Stats don’t have to be intimidating
Strategies to grow confidence with graphing and statistics at any level
Statistics can be intimidating. But they don’t have to be.
DataClassroom supports students (and teachers!) in doing more with data and statistics at any level.
Former high school bio teacher and DataClassroom co-founder, Dr. Aaron Reedy and Dr. Elizabeth Schultheis, the co-founder of Data Nuggets show you how you can strengthen graphing and statistics in your biology class no matter what level you are teaching at. From descriptive statistics like mean and median to inferential statistical tests like t-test and chi-square, Reedy and Schultheis share concrete strategies for improving the statistical thinking of your students when they approach a graph.
Above is the full recording of the workshop by Dr. Aaron Reedy, teacher and co-creator of DataClassroom and Dr. Elizabeth Schultheis, co-creator of Data Nuggets that was presented live on July 27, 2021
Resources
The Digital Data Nugget for Which would a woodlouse prefer? *We didn’t get to this example in the webinar.
Questions
Here is some Q&A from the chat that we didn’t get to answer in the workshop.
Can students upload their data and use the DataClassroom to get their p-value, standard deviation, etc?
Yes, students can do all these things in DataClassroom!

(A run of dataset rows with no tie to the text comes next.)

PR #135, opened 2020-11-19
Use intra-doc links

wcampbell0x2a:
With the release of 1.48.0, introduce the feature into this codebase.


sharksforarms:
This is great! Thanks!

Here are links for learning to work with their own data, for getting a p-value with different statistical tests, and for calculating descriptive stats like mean, median, standard deviation, standard error, or confidence intervals.

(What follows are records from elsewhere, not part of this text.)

PR #151, opened 2020-12-14
feat: Add `skip_bits` and `skip_bytes` attribute

### LINKED ISSUE #12: Add support for unused/padding bits
It would be nice if there was a way to skip over bits or bytes without creating dummy fields in order to save on space e.g : 
```Rust
pub struct SomeStruct {
    field_01: u8,

    // This field is useless but is needed for proper read/write
    unused01: u8,

    field_02: u8,

    // This field is useless but is needed for proper read/write
    unused02: u8,
}
```

maybe some `skip_[bytes|bits]` that could be added before and after fields in structs :
```Rust
#[deku(skip_bytes="1")]
```

sharksforarms:
Fixes #12

### DIFF
--- a/deku-derive/src/lib.rs
+++ b/deku-derive/src/lib.rs
@@ -232,6 +232,12 @@ struct FieldData {
     /// skip field reading/writing
     skip: bool,
 
+    /// skip a number of bits
+    skip_bits: Option<TokenStream>,
+
+    /// skip a number of bytes
+    skip_bytes: Option<TokenStream>,
+
     /// read field as temporary value, isn't stored
     temp: bool,
 
@@ -271,6 +277,8 @@ impl FieldData {
             reader: receiver.reader,
             writer: receiver.writer,
             skip: receiver.skip,
+            skip_bits: receiver.skip_bits,
+            skip_bytes: receiver.skip_bytes,
             temp: receiver.temp,
             default,
             cond: receiver.cond,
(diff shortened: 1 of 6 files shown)


sharksforarms:
Still unsure about this one. Currently this only skips on read, should it "skip" or "pad" with something on write? Thoughts? @passcod

inspier:
Personally, having it also "pad" on write would be nice, since generally for the formats I am working with, you want the padding to be preserved on serialization though the actual contents of the padding is unimportant. Strictly speaking you can implement this pad on write with custom writers too so thats not really a problem.

passcod:
Certainly pad on write by default (with a custom writer to opt out), otherwise I think it's much less intuitive

sharksforarms:
@inspier @passcod 

Thanks for the feedback. In that case, I propose 4 attributes instead:
- pad_bits_before: pad x bits before reading/writing (kinda long name...?)
- pad_before: pad x bytes before reading/writing
- pad_bits_after: pad x after reading/writing
- pad_after: pad x bytes after reading/writing
- pad_with: default: 0x00 for bytes, false for bits

passcod:
That's comprehensive and covers everything I can think of. Only thing I'd say is I'm not sure if it should be `pad_after` or `pad_bytes_after`... the latter keeps in better with the other attributes that have bits and bytes versions without a clear "default"

sharksforarms:
> That's comprehensive and covers everything I can think of. Only thing I'd say is I'm not sure if it should be `pad_after` or `pad_bytes_after`... the latter keeps in better with the other attributes that have bits and bytes versions without a clear "default"

Yeahh that's what I had it at first, was worried about the explicitness where most will be dealing with bytes over bits

passcod:
Hmm, well, I can only offer my experience, where most of the cases I wish for it are when I read 2 bits and skip 6, that kinda thing. However, I don't have strong feelings either way.

sharksforarms:
Closing in favour of the above attributes, stay tuned!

Do you have worksheet for kids to fill out while they are working with a dataset in DataClassoom?
We have ready to teach lessons that have questions for the students to answer that are built into the description of the dataset. If you would like to attach a worksheet, answer sheet, or any other material to a dataset for students to use, that can be achieved by the attachments feature in DataClassroom. This lets you attach any Google Doc, Google Slideshow, or PDF to a file. You can then share this custom made dataset or activity with your students.
What is the difference between Data Nuggets and DataClassroom?
Data Nuggets are free classroom activities created by scientists at Michigan State University, co-designed by scientists and teachers, designed to bring contemporary research and authentic data into the classroom. Data Nuggets include a connection to the scientist behind the data and the true story of their research. Each pencil and paper based activity gives students practice working with “messy data” and interpreting quantitative information.
DataClassroom is a web-application designed by a former high school teacher and scientist to be used by beginners for graphing and statistics in grades 6-12 and beyond. The app is meant to grow with students so that younger grades will start with graphing and more advanced students will move into descriptive (mean, median, error bars) and inferential statistics (P-values and hypothesis testing). DataClassroom has a Resource Library of free Ready-To-Teach lesson plans and datasets that include Digital Data Nuggets. Data Classroom works on any computer or tablet with an internet connection.
When I choose frequency histogram graph (instead of dot scattered plot), there is no option to choose descriptive statistics. Is there a way to do so?
Yes! Remember that in order to use descriptive statistics in DataClassroom you need to be plotting numeric (rather than categorical) data. The option for descriptive statistics will appear on the control panel on the right whenever you have made a histogram with numeric data. It will not appear if you make a frequency plot with categorical data (which does not show variation around a mean).
Do you, as a statistician, worry about the students’ learning about statistical fishing or worry about applying normal stats to non-normal data?
Great question! This is a real concern for older high school or college level students working with inferential statistics and interpreting P-values. Statistical fishing, P-hacking, or whatever you want to call it is probably one of the most serious problems in professional science given the pressures of the publish or perish reality that early career scientists are facing. For advanced students I think it is probably best to teach about those things and how to spot them. Careful experimental design with a hypothesis created before the experiment is conducted can go a long way to guard against these abuses of P-value interpretation. I also think that running multiple simulations of statistical samples is a great way to teach how inferential statistics can reliably lead to false conclusions a some predictable frequency. DataClassroom will soon (fall 2021) be adding a simulation tool for this very purpose.
I worry less about students applying normal (parametric) stats to non-normal data. The reason I feel this way is that I think students can get bogged down in the assumptions of different statistical tests when they don’t make a difference for so many datasets. I feel like an in-depth exploration of these assumptions works better when students already have a little experience with statistics as an applied tool. Many of the statistical tests commonly used in intro course are very robust to violations of normality, and especially so when sample sizes are large. Having said that, DataClassroom is about to release a package for non-parametric statistical tests in our forthcoming college level web-app. The current version of DataClassroom can also test a dataset for normality when a histogram has been created.